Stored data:
*** Begin section ***

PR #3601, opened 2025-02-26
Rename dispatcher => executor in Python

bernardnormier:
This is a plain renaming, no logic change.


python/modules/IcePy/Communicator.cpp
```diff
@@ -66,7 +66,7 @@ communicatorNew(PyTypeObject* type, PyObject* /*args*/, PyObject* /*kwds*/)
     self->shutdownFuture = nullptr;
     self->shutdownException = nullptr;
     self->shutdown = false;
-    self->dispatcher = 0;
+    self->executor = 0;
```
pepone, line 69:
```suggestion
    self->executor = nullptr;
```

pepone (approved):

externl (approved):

*** End section ***

*TASK DESCRIPTION*
Go over the records above line by line and count those holding the word "self". Reply only with the number.

*SOLUTION*
6